> _Your assignment_
Each entry should be written out once more, exactly as given below.

> _Given entries_
PR #485, opened 2025-05-19
IT-6387 - add Chip inside Well component

tomaszperkowski:


lib/js/components/Well/Well.stories.ts
```diff
@@ -2,20 +2,46 @@
 
 import { Args, ArgTypes, Meta, StoryObj } from '@storybook/vue3';
 import Well from './Well.vue';
-import { WELL_PADDINGS } from './Well.consts';
+import Banner from './Banner.vue';
```
t-tomalak, line 5: This seems to be unused

lib/js/components/Well/Well.vue
```diff
@@ -26,29 +40,41 @@
...
+		right: 16px;
+		top: -10px;
+	}
 }
 </style>
 
-<script>
+<script lang="ts" setup>
 import { WELL_PADDINGS } from './Well.consts';
+import Chip, { CHIP_COLORS, CHIP_DEFAULT_COLOR, CHIP_RADIUSES } from '../Chip/index.ts';
```
t-tomalak, line 54: I don't think that `/index.ts` is needed

lib/js/components/Well/Well.vue
```diff
@@ -26,29 +40,41 @@
...
+import { ICONS } from '../Icons/Icon';
+import type { Value } from '../../utils/type.utils';
+
+type Padding = keyof typeof WELL_PADDINGS;
```
t-tomalak, line 58: We probably should move this to the const file

lib/js/components/Well/Well.vue
```diff
@@ -26,29 +40,41 @@
 	&.-ds-small {
 		padding: $space-xs;
 	}
+
+	&__chipContainer {
+		position: absolute;
+		right: 16px;
```
t-tomalak, line 46: `rights` value should be equal to the padding of the content

lib/js/components/Well/Well.vue
```diff
@@ -26,29 +40,41 @@
...
+	hasChip = false,
+	chipLabel = null,
+	chipLabelUppercase = false,
+	chipLeftIcon = null,
+	chipRadius = CHIP_RADIUSES.ROUNDED,
+	chipColor = CHIP_DEFAULT_COLOR,
+	chipColorHex = null,
+} = defineProps<{
+	padding?: Padding;
+	hasChip?: boolean;
```
t-tomalak, line 72: We probably should have validation for this value together with padding, or maybe at least have the chip not rendered so have some sort of compute that will check if padding is set and return this value accordingly.

lib/js/components/Well/Well.vue
```diff
@@ -6,6 +6,19 @@
...
+		<div v-if="hasChip" class="ds-well__chipContainer">
+			<chip
+				:label="chipLabel"
+				:is-label-uppercase="chipLabelUppercase"
+				:left-icon="chipLeftIcon"
+				:radius="chipRadius"
+				:color="chipColor"
+				:color-hex="chipColorHex"
+			>
+				<slot name="chipAccessory" />
```
t-tomalak, line 18: I don't quite understand the slot in here? I don't think it can be used in any way? If we want to expose the accessory we would need to wrap slot in template with the correct name and then expose slot in it

lib/js/components/Well/Well.vue
```diff
@@ -26,29 +40,41 @@
...
+	chipRadius = CHIP_RADIUSES.ROUNDED,
+	chipColor = CHIP_DEFAULT_COLOR,
+	chipColorHex = null,
+} = defineProps<{
+	padding?: Padding;
+	hasChip?: boolean;
+	chipLabel?: string;
+	chipLabelUppercase?: boolean;
+	chipLeftIcon?: IconItem;
+	chipRadius?: Value<typeof CHIP_RADIUSES>;
```
t-tomalak, line 76: Those types could be defined in the Chip consts file

t-tomalak (dismissed):
When checking the Storybook chip without ICON seems to be positioned too low, and overall it seems to be moving up and down when rendering with ICON or without it

lib/js/components/Well/Well.vue
tomaszperkowski: we discussed it on daily, we dont make such exclusions in components

tomaszperkowski:
@t-tomalak I checked how the ‘Chip’ component behaves, and the issue lies within it. I couldn’t quickly see what exactly is wrong with it.

lib/js/components/Well/Well.vue
```diff
@@ -18,37 +33,54 @@
...
+	chipLeftIcon = null,
+	chipRadius = CHIP_RADIUSES.ROUNDED,
+	chipColor = CHIP_DEFAULT_COLOR,
+	chipColorHex = null,
+} = defineProps<{
+	padding?: WellPadding;
+	hasChip?: boolean;
+	chipLabel?: string;
+	chipLabelUppercase?: boolean;
+	chipLeftIcon?: IconKey;
```
t-tomalak, line 81: I think this should be `IconItem` type

lib/js/components/Chip/Chip.consts.ts
```diff
@@ -24,3 +28,5 @@ export const CHIP_RADIUSES = {
 	CAPSULE: 'capsule',
 	ROUNDED: 'rounded',
 } as const;
+
+export type ChipRadius = keyof typeof CHIP_RADIUSES;
```
t-tomalak, line 32: Those seems to be incorect types as those are returning keys `CAPSULE` | `ROUNDED` and instead we should use `Value` helper `Value<typeof CHIP_RADIUSES>` to return values of const

lib/js/components/Well/Well.consts.ts
```diff
@@ -2,3 +2,10 @@ export const WELL_PADDINGS = {
 	SMALL: 'small',
 	MEDIUM: 'medium',
 };
+
+export type WellPadding = keyof typeof WELL_PADDINGS;
```
t-tomalak, line 6: Same here it should be `Value`

t-tomalak (commented):
@tomaszperkowski so what we are doing with the "jumping" chip? We cannot proceed with it like that as is not matching the designs as chip without icon is definitely too low

lib/js/components/Well/Well.consts.ts
```diff
@@ -1,4 +1,13 @@
...
+
 export const WELL_PADDINGS = {
 	SMALL: 'small',
 	MEDIUM: 'medium',
 };
+
+export type WellPadding = Value<typeof WELL_PADDINGS>;
+
+export const CHIP_AVAILABLE_PADDINGS = {
+	SMALL: 'small',
```
bognix, line 11: I wonder if this should be coupled with `WELL_PADDINGS`, now it's not, but at the end of the day values in this const are the same values as in `WELL_PADDINGS`.

t-tomalak: This is used in the "stories" only so yeah, I think we can drop it and just "combine" the array in there from the values of WellPaddings .

lib/js/components/Well/Well.stories.ts
```diff
@@ -2,20 +2,45 @@
...
 		setup() {
 			return { args };
 		},
-		template: '<well v-bind="args"><div v-html="args.content" /></well>',
+		template: wrapWithContainer(
+			'<well v-bind="args" :chip-left-icon="ICONS[args.chipLeftIcon]"><div v-html="args.content" /></well>',
+		),
+		data() {
+			return {
+				ICONS: Object.freeze(ICONS),
```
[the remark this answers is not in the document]
t-tomalak: I probably does make sense to not use it here either, so will move it to setup

bognix (approved):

> _Finished exercise_
PR #485, opened 2025-05-19
IT-6387 - add Chip inside Well component

tomaszperkowski:


lib/js/components/Well/Well.stories.ts
```diff
@@ -2,20 +2,46 @@
 
 import { Args, ArgTypes, Meta, StoryObj } from '@storybook/vue3';
 import Well from './Well.vue';
-import { WELL_PADDINGS } from './Well.consts';
+import Banner from './Banner.vue';
```
t-tomalak, line 5: This seems to be unused

lib/js/components/Well/Well.vue
```diff
@@ -26,29 +40,41 @@
...
+		right: 16px;
+		top: -10px;
+	}
 }
 </style>
 
-<script>
+<script lang="ts" setup>
 import { WELL_PADDINGS } from './Well.consts';
+import Chip, { CHIP_COLORS, CHIP_DEFAULT_COLOR, CHIP_RADIUSES } from '../Chip/index.ts';
```
t-tomalak, line 54: I don't think that `/index.ts` is needed

lib/js/components/Well/Well.vue
```diff
@@ -26,29 +40,41 @@
...
+import { ICONS } from '../Icons/Icon';
+import type { Value } from '../../utils/type.utils';
+
+type Padding = keyof typeof WELL_PADDINGS;
```
t-tomalak, line 58: We probably should move this to the const file

lib/js/components/Well/Well.vue
```diff
@@ -26,29 +40,41 @@
 	&.-ds-small {
 		padding: $space-xs;
 	}
+
+	&__chipContainer {
+		position: absolute;
+		right: 16px;
```
t-tomalak, line 46: `rights` value should be equal to the padding of the content

lib/js/components/Well/Well.vue
```diff
@@ -26,29 +40,41 @@
...
+	hasChip = false,
+	chipLabel = null,
+	chipLabelUppercase = false,
+	chipLeftIcon = null,
+	chipRadius = CHIP_RADIUSES.ROUNDED,
+	chipColor = CHIP_DEFAULT_COLOR,
+	chipColorHex = null,
+} = defineProps<{
+	padding?: Padding;
+	hasChip?: boolean;
```
t-tomalak, line 72: We probably should have validation for this value together with padding, or maybe at least have the chip not rendered so have some sort of compute that will check if padding is set and return this value accordingly.

lib/js/components/Well/Well.vue
```diff
@@ -6,6 +6,19 @@
...
+		<div v-if="hasChip" class="ds-well__chipContainer">
+			<chip
+				:label="chipLabel"
+				:is-label-uppercase="chipLabelUppercase"
+				:left-icon="chipLeftIcon"
+				:radius="chipRadius"
+				:color="chipColor"
+				:color-hex="chipColorHex"
+			>
+				<slot name="chipAccessory" />
```
t-tomalak, line 18: I don't quite understand the slot in here? I don't think it can be used in any way? If we want to expose the accessory we would need to wrap slot in template with the correct name and then expose slot in it

lib/js/components/Well/Well.vue
```diff
@@ -26,29 +40,41 @@
...
+	chipRadius = CHIP_RADIUSES.ROUNDED,
+	chipColor = CHIP_DEFAULT_COLOR,
+	chipColorHex = null,
+} = defineProps<{
+	padding?: Padding;
+	hasChip?: boolean;
+	chipLabel?: string;
+	chipLabelUppercase?: boolean;
+	chipLeftIcon?: IconItem;
+	chipRadius?: Value<typeof CHIP_RADIUSES>;
```
t-tomalak, line 76: Those types could be defined in the Chip consts file

t-tomalak (dismissed):
When checking the Storybook chip without ICON seems to be positioned too low, and overall it seems to be moving up and down when rendering with ICON or without it

lib/js/components/Well/Well.vue
tomaszperkowski: we discussed it on daily, we dont make such exclusions in components

tomaszperkowski:
@t-tomalak I checked how the ‘Chip’ component behaves, and the issue lies within it. I couldn’t quickly see what exactly is wrong with it.

lib/js/components/Well/Well.vue
```diff
@@ -18,37 +33,54 @@
...
+	chipLeftIcon = null,
+	chipRadius = CHIP_RADIUSES.ROUNDED,
+	chipColor = CHIP_DEFAULT_COLOR,
+	chipColorHex = null,
+} = defineProps<{
+	padding?: WellPadding;
+	hasChip?: boolean;
+	chipLabel?: string;
+	chipLabelUppercase?: boolean;
+	chipLeftIcon?: IconKey;
```
t-tomalak, line 81: I think this should be `IconItem` type

lib/js/components/Chip/Chip.consts.ts
```diff
@@ -24,3 +28,5 @@ export const CHIP_RADIUSES = {
 	CAPSULE: 'capsule',
 	ROUNDED: 'rounded',
 } as const;
+
+export type ChipRadius = keyof typeof CHIP_RADIUSES;
```
t-tomalak, line 32: Those seems to be incorect types as those are returning keys `CAPSULE` | `ROUNDED` and instead we should use `Value` helper `Value<typeof CHIP_RADIUSES>` to return values of const

lib/js/components/Well/Well.consts.ts
```diff
@@ -2,3 +2,10 @@ export const WELL_PADDINGS = {
 	SMALL: 'small',
 	MEDIUM: 'medium',
 };
+
+export type WellPadding = keyof typeof WELL_PADDINGS;
```
t-tomalak, line 6: Same here it should be `Value`

t-tomalak (commented):
@tomaszperkowski so what we are doing with the "jumping" chip? We cannot proceed with it like that as is not matching the designs as chip without icon is definitely too low

lib/js/components/Well/Well.consts.ts
```diff
@@ -1,4 +1,13 @@
...
+
 export const WELL_PADDINGS = {
 	SMALL: 'small',
 	MEDIUM: 'medium',
 };
+
+export type WellPadding = Value<typeof WELL_PADDINGS>;
+
+export const CHIP_AVAILABLE_PADDINGS = {
+	SMALL: 'small',
```
bognix, line 11: I wonder if this should be coupled with `WELL_PADDINGS`, now it's not, but at the end of the day values in this const are the same values as in `WELL_PADDINGS`.

t-tomalak: This is used in the "stories" only so yeah, I think we can drop it and just "combine" the array in there from the values of WellPaddings .

lib/js/components/Well/Well.stories.ts
```diff
@@ -2,20 +2,45 @@
...
 		setup() {
 			return { args };
 		},
-		template: '<well v-bind="args"><div v-html="args.content" /></well>',
+		template: wrapWithContainer(
+			'<well v-bind="args" :chip-left-icon="ICONS[args.chipLeftIcon]"><div v-html="args.content" /></well>',
+		),
+		data() {
+			return {
+				ICONS: Object.freeze(ICONS),
```
[the remark this answers is not in the document]
t-tomalak: I probably does make sense to not use it here either, so will move it to setup

bognix (approved):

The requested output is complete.